This started as a footnote. It got expansive. So here we are. A word I use a fair bit is ‘progressive’ however it’s important to note that its a charged and inherently biased terminology. We each have our own ideas of what progress looks like. I suppose that my affection for it as a word is that it encapsulates various things relating to movement towards a preferable future, from my personal, biased, skewed and influenced point of view. Which is a confusion when using it as a communication tool.
Progress is either moving forward or onward towards a destination, or it is development towards an improved or advanced condition (according to whatever dictionary Google throws up). The definition of the destination or of what qualifies as improved or advanced is entirely subjective. For me progressive is moving towards a destination I’m more comfortable with, even excited by. It is defined by most in that way I imagine. Yet people differ a lot in their opinions of what a comfortable destination looks like.
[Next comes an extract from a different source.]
PR #12227, opened 2026-07-15
plugin-inbox: auto-create sync Routine on mailbox/calendar binding

wittjosiah:
Closes [DX-1091](https://linear.app/dxos/issue/DX-1091/inbox-sync-operation-schedule-force-trigger)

For me, largely that’s a pseudo-anthropological/sociological perspective. That’s what I see as a ‘progressive’ (if hardly new) analytical approach. It includes aspects of systems thinking and complexity. It includes a lot of feminist theory, which in fact helped me to stitch together a lot of influences from psychology to sociology and, more recently, anthropology. This progressive approach sees everything as a web. It tries to embrace interconnectedness and perspective. And yes, it sees everything as complex, dynamic, pluralistic and relational.
I seem to also refer to progressive in a very political sense and that ultimately leans towards the left, towards socialism, feminism, diversity and representation. The two definitions seem strongly but not necessarily exclusively linked. In trying to understand concepts of dynamics, especially pertaining to power, whether along gendered, class, racial or less popularly discusses sociological axes. And once you do that, you most likely see that various nefarious and actively clandestine influences betray any concepts of meritocracy in even the most smug of societies (read: economies).
You end up in discussions akin to the pragmatism (right/central) vs idealism (left/liberal) with people – which seem to hinge on: we’ll all, on average, be richer if we accept that gross inequality is a driver of our mean wealth. What I’ve come to prefer, in my definitions of destination, is that even with less mean wealth, a more equal society is, by and large, a better one. I frankly don’t know enough to say that the argument is a) valid or b) that simple. It is certainly neither in entirety. But it seems to be one of the major fulcrums to consider. From another perspective, one argument seems to prioritise economic progress, the other sociological. And so we come full circle. Definitions of progress, of aspiration, of what ‘good’ looks like.
Bringing it back to work – what has this got to with anything other than analytical lenses and polticised statements of opinion? This has a feel of tying into definitions of progress even at a project/programme level. What is good? For whom? When? What is bad? Why? For how long? It’s a perpetually complicated set of questions to address, but one we each do regularly. We make these judgments regardless of how conscious they are. So what’s good? What’s bad? What is progress? We’ll see.